BEGIN Data records
PR #3165, opened 2024-06-18
Fix type of return value for `WeakMap::offsetGet()`

sonnymilton:
Fixes https://github.com/phpstan/phpstan/issues/11194


tests/PHPStan/Analyser/nsrt/weakMap.php
```diff
@@ -0,0 +1,30 @@
+<?php declare(strict_types = 1);
```
ondrejmirtes: First line has to be `<?php // lint >= 8.0`

ondrejmirtes (changes requested):

ondrejmirtes:
Thank you.

PR #3166, opened 2024-06-19
Indicate file on TypeInferenceTestCase validation errors

staabm:
was just hunting down a bug in one of my PRs, but wasn't able to find the offending file, because the error message did not indicate which file the error related to

before this PR:
```
There was 1 error:

1) Error
PHPUnit\Framework\AssertionFailedError: Expected type must be a literal string, string given on line 78.
/Users/staabm/workspace/phpstan-src/src/Testing/TypeInferenceTestCase.php:166
/Users/staabm/workspace/phpstan-src/src/Node/ClassStatementsGatherer.php:128
/Users/staabm/workspace/phpstan-src/src/Analyser/NodeScopeResolver.php:650
/Users/staabm/workspace/phpstan-src/src/Analyser/NodeScopeResolver.php:759
/Users/staabm/workspace/phpstan-src/src/Analyser/NodeScopeResolver.php:3938
/Users/staabm/workspace/phpstan-src/src/Analyser/NodeScopeResolver.php:2124
/Users/staabm/workspace/phpstan-src/src/Analyser/NodeScopeResolver.php:758
/Users/staabm/workspace/phpstan-src/src/Analyser/NodeScopeResolver.php:339
/Users/staabm/workspace/phpstan-src/src/Analyser/NodeScopeResolver.php:649
/Users/staabm/workspace/phpstan-src/src/Analyser/NodeScopeResolver.php:339
/Users/staabm/workspace/phpstan-src/src/Analyser/NodeScopeResolver.php:835
/Users/staabm/workspace/phpstan-src/src/Analyser/NodeScopeResolver.php:339
/Users/staabm/workspace/phpstan-src/src/Analyser/NodeScopeResolver.php:803
/Users/staabm/workspace/phpstan-src/src/Analyser/NodeScopeResolver.php:296
/Users/staabm/workspace/phpstan-src/src/Testing/TypeInferenceTestCase.php:92
/Users/staabm/workspace/phpstan-src/src/Testing/TypeInferenceTestCase.php:145
/Users/staabm/workspace/phpstan-src/src/Testing/TypeInferenceTestCase.php:271
/Users/staabm/workspace/phpstan-src/tests/PHPStan/Analyser/NodeScopeResolverTest.php:17
```

after this PR:
```
1) Error
PHPUnit\Framework\AssertionFailedError: Expected type must be a literal string, string given in tests/PHPStan/Analyser/nsrt/param-closure-this.php on line 78.
/Users/staabm/workspace/phpstan-src/src/Testing/TypeInferenceTestCase.php:166
/Users/staabm/workspace/phpstan-src/src/Node/ClassStatementsGatherer.php:128
/Users/staabm/workspace/phpstan-src/src/Analyser/NodeScopeResolver.php:650
/Users/staabm/workspace/phpstan-src/src/Analyser/NodeScopeResolver.php:759
/Users/staabm/workspace/phpstan-src/src/Analyser/NodeScopeResolver.php:3938
/Users/staabm/workspace/phpstan-src/src/Analyser/NodeScopeResolver.php:2124
/Users/staabm/workspace/phpstan-src/src/Analyser/NodeScopeResolver.php:758
/Users/staabm/workspace/phpstan-src/src/Analyser/NodeScopeResolver.php:339
/Users/staabm/workspace/phpstan-src/src/Analyser/NodeScopeResolver.php:649
/Users/staabm/workspace/phpstan-src/src/Analyser/NodeScopeResolver.php:339
/Users/staabm/workspace/phpstan-src/src/Analyser/NodeScopeResolver.php:835
/Users/staabm/workspace/phpstan-src/src/Analyser/NodeScopeResolver.php:339
/Users/staabm/workspace/phpstan-src/src/Analyser/NodeScopeResolver.php:803
/Users/staabm/workspace/phpstan-src/src/Analyser/NodeScopeResolver.php:296
/Users/staabm/workspace/phpstan-src/src/Testing/TypeInferenceTestCase.php:92
/Users/staabm/workspace/phpstan-src/src/Testing/TypeInferenceTestCase.php:145
/Users/staabm/workspace/phpstan-src/src/Testing/TypeInferenceTestCase.php:273
/Users/staabm/workspace/phpstan-src/tests/PHPStan/Analyser/NodeScopeResolverTest.php:17
```

note the added filename in the error message

### DIFF
--- a/src/Testing/TypeInferenceTestCase.php
+++ b/src/Testing/TypeInferenceTestCase.php
@@ -12,7 +12,7 @@ use PHPStan\DependencyInjection\Type\DynamicThrowTypeExtensionProvider;
 use PHPStan\DependencyInjection\Type\ParameterClosureTypeExtensionProvider;
 use PHPStan\DependencyInjection\Type\ParameterOutTypeExtensionProvider;
 use PHPStan\File\FileHelper;
-use PHPStan\File\RelativePathHelper;
+use PHPStan\File\SystemAgnosticSimpleRelativePathHelper;
 use PHPStan\Php\PhpVersion;
 use PHPStan\PhpDoc\PhpDocInheritanceResolver;
 use PHPStan\PhpDoc\StubPhpDocProvider;
@@ -146,8 +146,7 @@ abstract class TypeInferenceTestCase extends PHPStanTestCase
 	{
 		$fileHelper = self::getContainer()->getByType(FileHelper::class);
 
-		/** @var RelativePathHelper $relativePathHelper */
-		$relativePathHelper = self::getContainer()->getService('simpleRelativePathHelper');
+		$relativePathHelper = new SystemAgnosticSimpleRelativePathHelper($fileHelper);
 
 		$file = $fileHelper->normalizePath($file);
 
--- a/src/Testing/TypeInferenceTestCase.php
+++ b/src/Testing/TypeInferenceTestCase.php
@@ -12,14 +12,13 @@ use PHPStan\DependencyInjection\Type\DynamicThrowTypeExtensionProvider;
 use PHPStan\DependencyInjection\Type\ParameterClosureTypeExtensionProvider;
 use PHPStan\DependencyInjection\Type\ParameterOutTypeExtensionProvider;
 use PHPStan\File\FileHelper;
-use PHPStan\File\SimpleRelativePathHelper;
+use PHPStan\File\RelativePathHelper;
 use PHPStan\Php\PhpVersion;
 use PHPStan\PhpDoc\PhpDocInheritanceResolver;
 use PHPStan\PhpDoc\StubPhpDocProvider;
 use PHPStan\Reflection\InitializerExprTypeResolver;
 use PHPStan\Reflection\SignatureMap\SignatureMapProvider;
 use PHPStan\Rules\Properties\ReadWritePropertiesExtensionProvider;
-use PHPStan\ShouldNotHappenException;
 use PHPStan\TrinaryLogic;
 use PHPStan\Type\ConstantScalarType;
 use PHPStan\Type\FileTypeMapper;
@@ -32,7 +31,6 @@ use function count;
 use function fclose;
 use function fgets;
 use function fopen;
-use function getcwd;
 use function in_array;
 use function is_dir;
 use function is_string;
@@ -146,11 +144,7 @@ abstract class TypeInferenceTestCase extends PHPStanTestCase
 	 */
 	public static function gatherAssertTypes(string $file): array
 	{
-		$currentWorkingDirectory = getcwd();
-		if ($currentWorkingDirectory === false) {
-			throw new ShouldNotHappenException();
-		}
-		$pathHelper = new SimpleRelativePathHelper($currentWorkingDirectory);
+		$pathHelper = self::getContainer()->getByType(RelativePathHelper::class);
 
 		$asserts = [];
 		self::processFile($file, static function (Node $node, Scope $scope) use (&$asserts, $file, $pathHelper): void {
--- a/src/Testing/TypeInferenceTestCase.php
+++ b/src/Testing/TypeInferenceTestCase.php
@@ -39,6 +39,7 @@ use function sprintf;
 use function stripos;
 use function strpos;
 use function strtolower;
+use function strtr;
 use function version_compare;
 use const PHP_VERSION;
 
--- a/src/Testing/TypeInferenceTestCase.php
+++ b/src/Testing/TypeInferenceTestCase.php
@@ -144,7 +144,8 @@ abstract class TypeInferenceTestCase extends PHPStanTestCase
 	 */
 	public static function gatherAssertTypes(string $file): array
 	{
-		$pathHelper = self::getContainer()->getByType(RelativePathHelper::class);
+		/** @var RelativePathHelper $pathHelper */
+		$pathHelper = self::getContainer()->getService('relativePathHelper');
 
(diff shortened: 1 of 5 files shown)


src/Testing/TypeInferenceTestCase.php
```diff
@@ -152,24 +156,32 @@ public static function gatherAssertTypes(string $file): array
 				return;
 			}
 
+			$projectRoot = realpath(__DIR__ . '/../../');
```
ondrejmirtes: This is useless, we're still inside the PHAR. Current working directory would make more sense.

ondrejmirtes (changes requested):

src/Testing/TypeInferenceTestCase.php
```diff
@@ -141,8 +144,14 @@ public function assertFileAsserts(
 	 */
 	public static function gatherAssertTypes(string $file): array
 	{
+		$currentWorkingDirectory = getcwd();
+		if ($currentWorkingDirectory === false) {
+			throw new ShouldNotHappenException();
+		}
+		$pathHelper = new SimpleRelativePathHelper($currentWorkingDirectory);
```
ondrejmirtes: Isn't this already available in the container?

ondrejmirtes: The CWD parameter for sure, maybe even this exact helper too.

ondrejmirtes (changes requested):

src/Testing/TypeInferenceTestCase.php
staabm: I initially tried to pick it from the container with:
`$pathHelper = self::getContainer()->getByType(SimpleRelativePathHelper::class);`
since this errored hard, I went with hardcoding.

I now had another look and realized that I have to get this type by the interfacename:
`$pathHelper = self::getContainer()->getByType(RelativePathHelper::class);`

ondrejmirtes: I'm worried this might be the fuzzy one? I think you're supposed to get the right one by name (different Container method). See config.neon.

staabm:
I will finalize this PR when back at my windows laptop next week

src/Testing/TypeInferenceTestCase.php
```diff
@@ -157,21 +162,32 @@ public static function gatherAssertTypes(string $file): array
 			$functionName = $nameNode->toString();
 			if (in_array(strtolower($functionName), ['asserttype', 'assertnativetype', 'assertvariablecertainty'], true)) {
 				self::fail(sprintf(
-					'Missing use statement for %s() on line %d.',
+					'Missing use statement for %s() in %s on line %d.',
 					$functionName,
+					$pathHelper->getRelativePath(strtr($file, '\\', '/')),
```
ondrejmirtes: We don't need to change the backslashes here I think. And if you wanted to, we have `FileHelper::normalizePath()` for that. You can run this function on both sides here (implementation & tests).

ondrejmirtes (changes requested):

src/Testing/TypeInferenceTestCase.php
staabm: the currentWorkingDirectory in https://github.com/phpstan/phpstan-src/blob/519982c55e43a20f72b02316e47327dfb1ba702b/src/File/SimpleRelativePathHelper.php#L19 is normalized to forward slashes.

when not doing `strtr($file, '\\', '/')` we pass on windows a path with backslashes and this makes the path not getting returned relative.

staabm: just tried `FileHelper::normalize` instead of `strtr($file, '\\', '/')`: it will not turn the slashes in the correct form to make `$pathHelper->getRelativePath` return a proper relative path

ondrejmirtes: Why wouldn't it? It works everywhere else in PHPStan's codebase.

staabm: I don't think so.

in other places we also do the `\\ -> /`  dance to make it work:
https://github.com/phpstan/phpstan-src/blob/494b7b0de21c08147a795330d5c233bd0166f841/tests/e2e/ResultCacheEndToEndTest.php#L194-L199

but I found a way to make it work.

src/Testing/TypeInferenceTestCase.php
```diff
@@ -143,8 +145,10 @@ public function assertFileAsserts(
 	 */
 	public static function gatherAssertTypes(string $file): array
 	{
+		$pathHelper = new SimpleRelativePathHelper(dirname(__DIR__, 2));
```
ondrejmirtes: This doesn't make sense as it will be somewhere deep in the PHAR, for users that use TypeInferenceTestCase outside of phpstan-src.

ondrejmirtes (changes requested):

src/Testing/TypeInferenceTestCase.php
staabm: last try in the latest git push. if this doesn't work for you I will close this PR.

ondrejmirtes: I committed my vision how it should have been done: https://github.com/phpstan/phpstan-src/pull/3166/commits/0e5311892b490f77e243ae2135d4a4e87126ff7b

ondrejmirtes:
Thank you.

As a next step we could stop using SimpleRelativePathHelper in more places in tests and start using SystemAgnosticSimpleRelativePathHelper instead. It could find more issues like it did here in PathConstantsTest.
END Data records
Only a number is required here: the count of lines in these entries that hold "functionName".

▸ Answer section: 3